Why We Reconsidered AI for a Tax Product
AI Was the Obvious Choice
Once we were clear about the problem we wanted to solve, AI felt like the natural next step.
Tax filing is full of:
- Conditional logic
- Edge cases
- Long explanations hidden behind short questions
Modern language models are very good at this kind of work. They can explain, summarize, and guide users step by step in plain language.
So like most teams, we started with proprietary LLM APIs.
They helped us move fast.
Shipping Fast Came with Assumptions
Early on, the tradeoffs seemed acceptable.
We assumed:
- API costs would remain manageable
- Privacy guarantees would be “good enough”
- We could always revisit these decisions later
Those assumptions held while we were prototyping.
They started breaking down once we thought seriously about production.
Cost Becomes a Product Constraint
Tax workflows are not short conversations.
Users ask follow-up questions. They revisit answers. They need confirmation and reassurance.
That means:
- Long prompts
- Long responses
- Repeated interactions over time
At scale, token-based pricing turns into a variable cost that grows faster than usage.
For a product meant to be affordable and accessible, that matters.
Cost stopped being an infrastructure detail and started becoming a product constraint.
Privacy Is Not an Abstraction
Cost was only part of the picture.
Tax data includes:
- Income details
- Employment history
- Residency status
- Family information
Sending that data to third-party models, even with strong contractual terms, introduces risk.

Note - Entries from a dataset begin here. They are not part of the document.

Issue #176, opened 2017-06-02
ValidateConstantMessage check is buggy


darora:
Haven't played around with error prone too much, but from the looks of it we might need to split out the method on Validate.* based on the number of params they take before the error message. The current implementation (afaict) looks for the last string arg and takes that to be the pattern message.

An easy way to cause the current implementation to fail is using a string variable as the value to be interpolated into the error string. e.g. https://github.com/palantir/gradle-baseline/compare/develop...darora:develop

darora:
@ash211 to correct me if I overlooked something

gracew:
related: #175

iamdanfox:
Closing out stale issue

PR #546, opened 2019-02-20
Fix incorrect argument selection in ValidateConstantMessage

dsd987:
## Before this PR
The ValidateConstantMessage check would flag on the last argument that is a string rather than on the message string. Additionally, the grouping of test cases under the single positive test does not correctly test cases after the first one.

## After this PR
The ValidateConstantMessage check now knows the argument index of all message argument in all calls so it can be correctly identified and checked. Test cases are now all completely separated in their own tests.


dsd987:
Proposed fix for #176

iamdanfox (approved):
Thanks @dsd987, heroic work on the tests!

PR #547, opened 2019-02-21
[RFC] Fail for unused dependencies

gatesn:
Currently the task will:
* Fail if there are any jars referenced as a first-level dependency from which the `main` source set doesn't reference any classes.
* Suggest an alternative transitive dependency that contains one or more referenced classes.

This means if A -> B -> C, and a project takes a dependency on A but only uses classes from C, then the task will fail and recommend instead taking a dependency on C.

It also creates a trust gap.
If users are expected to share sensitive financial information, they deserve clarity about where that data goes and how it is handled.
For us, privacy could not be an afterthought.

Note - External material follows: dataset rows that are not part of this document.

PR #550, opened 2019-02-25
[improvement] ./gradlew idea deletes redundant ipr files

### LINKED ISSUE #538: Something should fail if there are 2 .ipr files in the project root
## What happened?

Both members of my team have now spent >30 minutes dealing with an internal automatic refactor to change the project root name in support of gradle consistent versions.

What happens is that you keep using the old classpath, but future dependency updates don't apply to you.

Instead, I'd prefer that something throws.

According to @ferozco, the right place to throw is in here.

Externally, it'd be good if we could make the gradle-idea plugin throw if you have multiple .ipr files. Internally, we should be gating upgrading to consistent versions on having a version of baseline that includes this check. An alternative is that gradle-consistent-versions runs this check as a courtesy, and then there's no mandatory baseline upgrades.

That said, I think it's worth blocking future rollout of consistent versions on this; I view myself as being well above our bar for understanding how Gradle works, and if I can end up losing a good chunk of a day on this, then I expect that this will happen basically everywhere.

iamdanfox:
fixes https://github.com/palantir/gradle-baseline/issues/538

## Before this PR

While adopting gradle-consistent-versions (which sometimes requires renaming the root project), people have been confused by leftover *.ipr files.

## After this PR

Running ./gradlew idea will result in exactly on ipr file.

### DIFF
--- a/gradle-baseline-java/src/main/groovy/com/palantir/baseline/plugins/BaselineIdea.groovy
+++ b/gradle-baseline-java/src/main/groovy/com/palantir/baseline/plugins/BaselineIdea.groovy
@@ -19,7 +19,9 @@ package com.palantir.baseline.plugins
 import groovy.xml.XmlUtil
 import java.nio.file.Files
 import java.nio.file.Paths
+import org.gradle.api.Action
 import org.gradle.api.Project
+import org.gradle.api.Task
 import org.gradle.api.tasks.compile.JavaCompile
 import org.gradle.plugins.ide.idea.IdeaPlugin
 import org.gradle.plugins.ide.idea.model.IdeaModel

The Shift Toward Open Models
These concerns pushed us toward a different approach.
Instead of treating AI as a remote service, we started thinking of it as part of our own system.
Open-source models offered:
- Predictable infrastructure costs
- Full control over data flow
- The ability to adapt models to our domain
Fine-tuning made it possible to shape behavior without leaking user data outside our environment.
The tradeoff was clear.
We would be taking on more engineering responsibility.
Fine-Tuning Is Only the Beginning
Training a model is relatively straightforward.
Running it reliably is not.
Once we committed to open models, new questions appeared:
- How do we ensure reproducible training runs?
- How do we track experiments and changes?
- How do we serve models safely?
- How do we roll back when something breaks?
At that point, we were no longer just building a product.
We were building an MLOps stack.
Why We Started Local First
Before thinking about cloud infrastructure or scaling, we focused on fundamentals.
We wanted to be able to:
- Train models on our own machines
- Reproduce results days or weeks later
- Understand failures without guesswork
That decision led us to a local-first, Docker-based MLOps setup.
It wasn’t the fastest path, but it was the most honest one.
What’s Next
In the next post, I’ll walk through why fine-tuning alone is not enough, and how environment drift, dependency issues, and GPU setup quickly become the real bottlenecks.
This is where MLOps stops being theoretical and starts becoming necessary.
If you’re building AI-powered products in regulated or trust-sensitive domains, these tradeoffs will feel familiar.
We’re still learning. This blog is part of that process.